Exercise prompt. Show all lines of the entries in which the word "shown" is found.
-- Record set follows --
PR #394, opened 2018-03-17
CI Windows: Clean up AppVeyor file, reduce make checks 

carlosperate:
_**Edit:** The text below from the original PR does no longer apply to the final squashed commit._

***
MinGW, along many other things, adds a POSIX layer on top of Windows, so we need to run the tests more "natively" as well without it.

This PR adds a pytest call after the `make check` and cleans up very minimally the AppVeyor script.

Apart from that I've removed the `make check` that runs as part of every `make win32` and `make win64`, as otherwise we have the same checks running 4 times on every CI build. If you think that should still be there anyway let me know and I'll revert it.

### DIFF
--- a/.appveyor.yml
+++ b/.appveyor.yml
@@ -13,9 +13,6 @@ init:
   - cmd: ECHO Processor architecture - %PROCESSOR_ARCHITECTURE%
   - cmd: wmic OS get OSArchitecture
 
-  # Utilise pre-installed MinGw for make
-  - ps: $env:PATH = 'C:\MinGW\msys\1.0\bin;C:\MinGW\mingw32\bin;C:\MinGW\bin;' + $env:PATH
-
   # As AppVeyor has multiple python install, check which one uses by default
   - cmd: ECHO %PYTHON% %PYTHON_VERSION% %PYTHON_ARCH%
   - cmd: python --version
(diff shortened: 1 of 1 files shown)


carlosperate:
Actually, this might not be needed at all, the tests on AppVeyor are running on the make.cmd file. Not quite sure why it's not the same on my dev environment :/

carlosperate:
Okay, so taking in consideration AppVeyor is definitely running the make.cmd instead of make on MinGW I have reverted the unnecesary addition of this line in the appveyor file:
```
- cmd: pytest --cov-config .coveragerc --cov-report term-missing --cov=mu tests/
```
I've also removed the unnecesary MinGW configuration, and kept the other AppVeyor script clean up and removal of the 'make check' that runs on every 'make win32' and 'make win64' (as before, if you prefer to have them let me know and I'll revert that as well).

Since I've rebased, squashed and ammended, the history shown in the conversation view of the PR will be a bit wonky, but the PR itself is just a single commit with what I've descripbed in this message.

ntoll:
@carlosperate this looks good except for one thing: you're right to suspect I'd prefer to keep `make check` whenever `make win32` and `make win64` are run. This ensures it's impossible to use `make` to create installable assets that fail the test suite. I realise that it means the builds take slightly longer, but since they're automated and happen "in the cloud" I'm not too fussed if they take a little longer than they might do. I just don't want us to automatically build broken assets. ;-)

If you could fix these changes up then I'll merge this PR.

Thank you! :-)

carlosperate:
Thanks @ntoll, I've updated the commit to only include the small clean up in the appveyor file.

ntoll:
Thanks @carlosperate!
-- Record set concluded --
Answer for this exercise.
(diff shortened: 1 of 1 files shown)
Since I've rebased, squashed and ammended, the history shown in the conversation view of the PR will be a bit wonky, but the PR itself is just a single commit with what I've descripbed in this message.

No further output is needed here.